======== DATA SUPPLIED ========

Issue #717, opened 2017-11-08
Possible bug in weighted_fair when resouce is 'bit'


nemethf:
I think the current behavior of the wighted_fair scheduler when the resource is set to 'bit' is counter-intuitive.  Take a look at the following bess script:
```python
bess.add_tc('root', 'weighted_fair', wid=0, resource='bit')

tagger= SetMetadata(attrs=[{'name': 'tag', 'size': 4, 'value_int': 0}])
split = Split(attribute='tag', size=4)

s::Source() -> tagger -> split

for i in range(2):
  q = Queue()
  name = 't-%s' % i
  bess.add_tc(name=name, parent='root', policy='round_robin', share=1)
  q.attach_task(parent=name)
  split:i -> q -> Sink()

bess.attach_task(s.name, wid=0)
```
Running the script results in a dead-lock because the split module never sends a packet to the second queue, and therefore the queue never forwards a packet although it always 'runnable'.
```
+--------+                   +-------------+                   +----------+                   +-----------+             +-------+
|   s    |                   |  setattr0   |                   |  split0  |                   |  queue0   |             | sink0 |
| Source |  :0 81434528 0:   | SetMetadata |  :0 81475136 0:   |  Split   |  :0 81579712 0:   |   Queue   |  :0 32 0:   | Sink  |
|        | ----------------> |             | ----------------> |          | ----------------> | 1023/1024 | ----------> |       |
+--------+                   +-------------+                   +----------+                   +-----------+             +-------+
                                                                 |
                                                                 | :1 0 0:
                                                                 v
                                                               +----------+                   +-----------+
                                                               |  queue1  |                   |   sink1   |
                                                               |  Queue   |  :0 0 0:          |   Sink    |
                                                               |  0/1024  | ----------------> |           |
                                                               +----------+                   +-----------+

<worker 0>
  +-- !default_rr_0            round_robin
      +-- root                 weighted_fair
      |   +-- t-0              round_robin         share: 1
      |   |   +-- !leaf_queue0:0 leaf
      |   +-- t-1              round_robin         share: 1
      |       +-- !leaf_queue1:0 leaf
      +-- !leaf_s:0            leaf
```
I somehow expected that the scheduler would choose queue0 because queue1 was empty and queue0 would opportunistically work all the time.  Now that I understand the current behavior I can live with it, but still wonder whether it is intended.  Thanks.

sangjinhan:
[...]

PR #729, opened 2017-11-16
Fix a bug that starves all children except an unblocked child in weight_fair TC

sangjinhan:
In the current implementation of stride scheduling for weighted fair sharing, the "pass" value of unblocked (joined again) child TCs are initialized to 0. Then only that TC will be scheduled until its pass value has caught up with the that of other TCs. This caused scheduling bug reported in #717.

In addition, a minor bug, where frequently blocked TCs are more scheduled than they should be, has also been fixed (`client->remain` in Fig 3 in [the original paper](http://www.read.seas.harvard.edu/~kohler/class/aosref/waldspurger95stride.pdf))

### DIFF
--- a/core/traffic_class.cc
+++ b/core/traffic_class.cc
@@ -192,8 +192,7 @@ bool WeightedFairTrafficClass::AddChild(TrafficClass *child,
   }
 
   child->parent_ = this;
-  ChildData child_data{
-      .stride = STRIDE1 / share, .pass = NextPass(), .c = child};
+  ChildData child_data{STRIDE1 / share, {NextPass()}, child};
   if (child->blocked_) {
     blocked_children_.push_back(child_data);
   } else {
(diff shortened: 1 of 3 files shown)


core/traffic_class.cc
```diff
@@ -187,21 +187,12 @@ std::vector<TrafficClass *> WeightedFairTrafficClass::Children() const {
...
-  }
-
-  if (!share) {
+  if (child->parent_ || share == 0) {
     return false;
   }
 
   child->parent_ = this;
-  WeightedFairTrafficClass::ChildData child_data{STRIDE1 / share, pass, child};
+  ChildData child_data{STRIDE1 / share, {NextPass()}, child};
```
barath: Since this is initializing a struct with a union, for clarity would you be able to use designated initializers?

sangjinhan: Yeah, I wanted to do that, but g++5 refused with "non-trivial designated initializers are not supported" 😞

barath: Hrm... I was hoping that that wouldn't happen with unions because it'd be smart enough to know that one option among the union is set.

melvinw:
Thanks!

cat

========

EXERCISE:
Working through the entries above, copy every line in which "script" is found.

WRITTEN SOLUTION:
I think the current behavior of the wighted_fair scheduler when the resource is set to 'bit' is counter-intuitive.  Take a look at the following bess script:
Running the script results in a dead-lock because the split module never sends a packet to the second queue, and therefore the queue never forwards a packet although it always 'runnable'.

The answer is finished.